Young professionals consume comedy around corporate jargon almost as much as other conventional types. That isn’t surprising considering statements like “Let’s touch base about that” or “I don’t have enough bandwidth for xx” are exceedingly common. What was wrong with simple utterances like “Let us discuss that” or “I can’t do that right now”?

Understandably, much of this corporate jargon exists because corporate diplomacy requires the right thing always. However, this has spiraled into something where half the population receiving that jargon doesn’t understand it. 

Now, what happens when top leadership takes that jargon, mixes it with empty statements, promises, or care, and sprinkles on some random discussion about strategies that don’t make sense for the lower levels of management? Platitudes. A platitude is an empty statement that often doesn’t mean anything but is highly verbose and long.

 

Employees are tired of platitudes now. They want statements that symbolize action. Old corporate wisdom used to dictate that leaders should always assuage and pacify employees in tough times, even if it is with words that just sound nice. Today, everybody wants action statements. They want you to give them the matter the way it is, no matter how troubling. 

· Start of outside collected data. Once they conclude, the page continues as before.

PR #13031, opened 2024-07-07
Enable YJIT by default in server mode

koic:
YJIT tends to increase memory consumption as a trade-off for speed, but `--server` mode is usually used to speed up the execution of `rubocop` command locally. This patch is based on the hypothesis that it is acceptable to always enable YJIT by default in server mode to prioritize performance.

Therefore, this patch doesn't provide an option to disable YJIT in server mode. Whether this is truly necessary can be considered based on user feedback.

-----------------

* [ ] Added tests.


bbatsov:
Makes sense to me. Did you manage to measure the performance gain when using YJIT in `--server` mode?

koic:
Unfortunately, no measurements have been taken. Theoretically, it is considered the same as https://github.com/rubocop/rubocop/pull/12879.

PR #13053, opened 2024-07-17
Added ability to skip some lines while calculating length

AsbahIshaq:
The PR adds the ability to skip certain lines while calculating lengths of class, method, module or block.

cops affectted:
```
Metrics/BlockLength
Metrics/ClassLength
Metrics/MethodLength
Metrics/ModuleLength
```

-----------------

* [x] Added tests.

### DIFF
--- a/changelog/change_added_ability_to_skip_some_lines_while_calculating.md
+++ b/changelog/change_added_ability_to_skip_some_lines_while_calculating.md
@@ -1,0 +1,1 @@
+* [#13053](https://github.com/rubocop/rubocop/pull/13053): Added ability to skip some lines while calculating length. ([@AsbahIshaq][])
--- a/config/default.yml
+++ b/config/default.yml
@@ -2613,6 +2613,7 @@ Metrics/BlockLength:
   CountComments: false  # count full line comments?
   Max: 25
   CountAsOne: []
+  SkipableLines: []
   AllowedMethods:
     # By default, exclude the `#refine` method, as it tends to have larger
     # associated blocks.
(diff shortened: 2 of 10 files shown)


Earlopain:
I don't believe applying regex to code is the way to go. Can you explain with a concrete example why you'd want that and why inline disabling doesn't work for you?

AsbahIshaq:
It will be helpful in skipping log lines and detailed error messages in the codebase. Inline disabling will have to be used everywhere separately. 

I have an example of a user asking for it in [stackoverflow](https://stackoverflow.com/questions/78753404/how-to-use-rubocop-metrics-methodlength-allowedpatterns-allowedmethods/78761110#78761110)

Earlopain:
Thanks, this context makes sense to me. I think, this is basically `AllowedPatterns` is for. As you noticed, one of the metrics cop already makes use of that. There's a module that encapsulates that logic `(AllowedPattern)` and you should be able to reuse that here pretty easily.

AsbahIshaq:
``AllowedPatterns`` is for method names. In my understanding it will allow methods that have names matching ``AllowedPatterns`` but the PR allows to skip the matching lines in the total count.
For example:
``SkipableLines =[\/bputs/b\]`` will count the length of the below method to be 1 instead of 2.

```
def method_1
  puts 'a'
  x = 2
end
```

but ``AllowedPatterns = [\/bmethod_1/b\]`` will allow ``method_1`` to have any number of lines

AsbahIshaq:
sorry I might have misunderstood you. Did you mean to implement this feature using ``AllowedPattern``?

Earlopain:
Yeah, that's what I meant. `AllowedPatterns`, to my understanding, is a generic mechanism to ignore certain lines. Quite a few cops already implement it. What this option actually means in the end is up to the individual cops. Though, I think, this would clash with the already existing option from `BlockLength`, so perhaps not so good of an idea after all.

AsbahIshaq:
yes I think it will create a clash, also I think the name (``AllowedPatterns``) would be a bit confusing in the context of calculating length of a block, method etc

AsbahIshaq:
can anyone look at this one please? @koic @Earlopain

PR #477, opened 2016-08-16
[PBA-4426] implement swipe to seek

Matthew-C:


sdk/tvOS/OoyalaTVSkinSDK/OOTVGestureManager.m
```diff
@@ -89,4 +116,32 @@ - (void)togglePlay:(id)sender {
   [self.controller showProgressBar];
 }
 
+- (void)onSwipe:(id)sender {
+  if (sender == self.panGesture) {
+    CGPoint currentPoint = [self.panGesture translationInView:self.controller.view];
+    CGFloat seekScale = self.controller.player.duration / 1920.0;
```
brol1dev: Is 1920 a view width? Can it be retrieved differently instead of using a constant?

Matthew-C: yes, you are right, I should use view width. Actually we should allow users to configure the multiplier.

brol1dev: oh yea! that would be cool. Letting them choose from a range between a max limit (the view width) and a small limit, the lowest width we think it would look good, maybe a 1/3 of the view width or something like that.

brol1dev: oh, but I'm talking about the UI, this is swiping only. Oops!

Matthew-C:
please take a look.

sdk/tvOS/OoyalaTVSkinSDK/OOTVGestureManager.m
```diff
@@ -86,6 +86,13 @@ - (BOOL)gestureRecognizer:(UIGestureRecognizer *)gestureRecognizer shouldBeRequi
   return NO;
 }
 
+- (BOOL)gestureRecognizerShouldBegin:(UIGestureRecognizer *)gestureRecognizer {
+  if ((gestureRecognizer == self.panGesture) && self.controller.player.isPlaying) {
+    return NO;
+  }
+  return YES;
```
lental, line 93: should this be "else if gesturerecognizer == self.panGesture"?

Matthew-C: we return yes by default, only return no for pan gesture when isPlaying is true.

lental: thanks, please add test guidelines to the ticket :)

PR #481, opened 2016-09-26
Old dev

lental:


lental:
During the release process, the dev branch ended up in a forced update that lost some of the progress on 'dev'.  This is merging what was lost back into 'dev' branch

brol1dev:
Oh, good thing you catch this. Did you make sure we're not missing any other commits?

lental:
based on the PRs, we should be good.

These are PRs with commits that were lost
PBA 4569 and 4600 : Updating react native to new version 0.33
[INTENTIONALLY INTO DEV] [PBA-4546] Prefer Desired State for determining what icons 
seek(start and complete) object support.

This PR was the last one that still exists in dev
[PBA-4426] implement swipe to seek 

This was the best I could do in trying to find lost code

PR #482, opened 2016-09-27
Added support for showAdMarquee and showControlBar from skin-config.json

akshaydch11:


sdk/react/panels/videoView.js
```diff
@@ -304,9 +304,8 @@ var VideoView = React.createClass({
        <ActivityIndicator
           style={loadingStyle}
           size="large"
-      />
-        );
-      }
+       />
+      );
```
pilievOoyala, line 308: do we not need the extra '}' anymore?

akshaydch11: No.. not needed ..  I changed some code in last pull request and missed to remove this one. So checking it in now:)

lental: good catch peter :)

but looking at the previous commit (https://github.com/ooyala/native-skin/commit/fef9a92f6a300796fba70acc2911811dcb121f2f) I can see we removed a layer of conditions, but didn't remove the last brace like akshay said

brol1dev:
LGTM

PR #484, opened 2016-09-28
support new parameter of seekInfo for skin and react.

wunnath:
seekEnd time support for seek complete notification.

### DIFF
--- a/sdk/react/ooyalaSkinBridgeListener.js
+++ b/sdk/react/ooyalaSkinBridgeListener.js
@@ -76,7 +76,7 @@ OoyalaSkinBridgeListener.prototype.onSeekStarted = function(e) {
 OoyalaSkinBridgeListener.prototype.onSeekComplete = function(e) {
   Log.log( "onSeekComplete");
   this.skin.setState({
-    playhead: e.playhead,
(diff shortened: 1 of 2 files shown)


sdk/react/ooyalaSkinBridgeListener.js
```diff
@@ -76,7 +76,7 @@ OoyalaSkinBridgeListener.prototype.onSeekStarted = function(e) {
 OoyalaSkinBridgeListener.prototype.onSeekComplete = function(e) {
   Log.log( "onSeekComplete");
   this.skin.setState({
-    playhead: e.playhead,
```
brol1dev, line 79: A question here. Do we have a plan about doing something with the playhead event? From this PR, I understand that the playhead passed to React is the seekStart position. Is it ok if we just discard it?

wunnath: re-named seekInfo variables for better understanding of them. at seekStart event, playhead should be at seekStart point and over seekComplete event, playhead should be the seekEnd point.

brol1dev:
I understand now. LGTM

PR #489, opened 2016-10-06
[PBA-4528] Add Closed Captions Scaling factor to Skin UI

lental:
Tested both Android and iOS with this code, looks fine


brol1dev:
LGTM!

PR #491, opened 2016-10-10
[PBA-4626] default controls to hidden initially, and support autohide…

lental:
… = false


sdk/react/ooyalaSkinCore.js
```diff
@@ -153,11 +153,15 @@ OoyalaSkinCore.prototype.handleVideoTouch = function(event) {
  * Hard reset lastPressedTime, either due to button press or otherwise
  */
 OoyalaSkinCore.prototype.handleControlsTouch = function() {
-  Log.verbose("handleControlsTouch - Time reset");
-  this.skin.setState({lastPressedTime: new Date().getTime()});
+  if (this.skin.props.controlBar.autoHide === true) {  
+    Log.verbose("handleVideoTouch - Time set");
```
brol1dev, line 157: Do we want these Logs?

brol1dev (approved):
LGTM, I just added one comment in a file.

sdk/react/ooyalaSkinCore.js
lental: logs are fine - after compiling the jsbundle, logs are removed.  futhermore, events that happen on-click are fine to log out to console, as it won't overflow the console output and gives good insight what happens

brol1dev: ok, that's all then :)

PR #492, opened 2016-10-11
	OoyalaSkinLayoutController is now observable and can listen to fullscreen events

akshaydch11:


sdk/android/ooyalaSkinSDK/src/main/java/com/ooyala/android/skin/OoyalaSkinLayoutController.java
```diff
@@ -315,6 +316,8 @@ public int getCurrentVolume() {
   @Override
   public void setFullscreen(boolean isFullscreen) {
     _layout.setFullscreen(isFullscreen);
+    setChanged();
+    notifyObservers();
```
lental: can you notify Observers with an OoyalaNotificationObject? see the OoyalaPlayer side:

`
  void sendNotification(String notificationName, Object data) {
    sendNotification(new OoyalaNotification(notificationName, data));
  }

  void sendNotification(OoyalaNotification notification) {
    setChanged();
    notifyObservers(notification);
  }
`

lental: I want to assume that we will eventually send multiple types of notifications eventually, and don't want to pigeonhole ourselves early

akshaydch11: Ok I will change it.

PR #494, opened 2016-10-12
Candidate fixes

lental:
Four independent fixes to various UI bugs.

These bugs popped up most likely due to the React 33 change


brol1dev:
LGTM

PR #500, opened 2016-11-01
[PBA-4485] Put Image inside main view, instead of acting as the parent

lental:
When the Promo Image is null, it causes the UI to not show up (All of image's children is hidden)


brol1dev:
Oh tricky bug, nice one :). LGTM!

As long as leaders understand that employees are intelligent humans who deserve non-empty words and the truth about situations that affect them, employees are willing to go through all the other motions that are now inherent in any corporate culture.

Conclusion

Leaders always play a crucial role in maintaining a healthy work culture. Even though they might not be able to affect everything happening at ground-level, they have much power in affecting how the macro culture shapes itself in the organization. Keeping a finger on the pulse and a tab on things is great to make employees that leaders care and that they are dedicated to maintaining a positive work culture.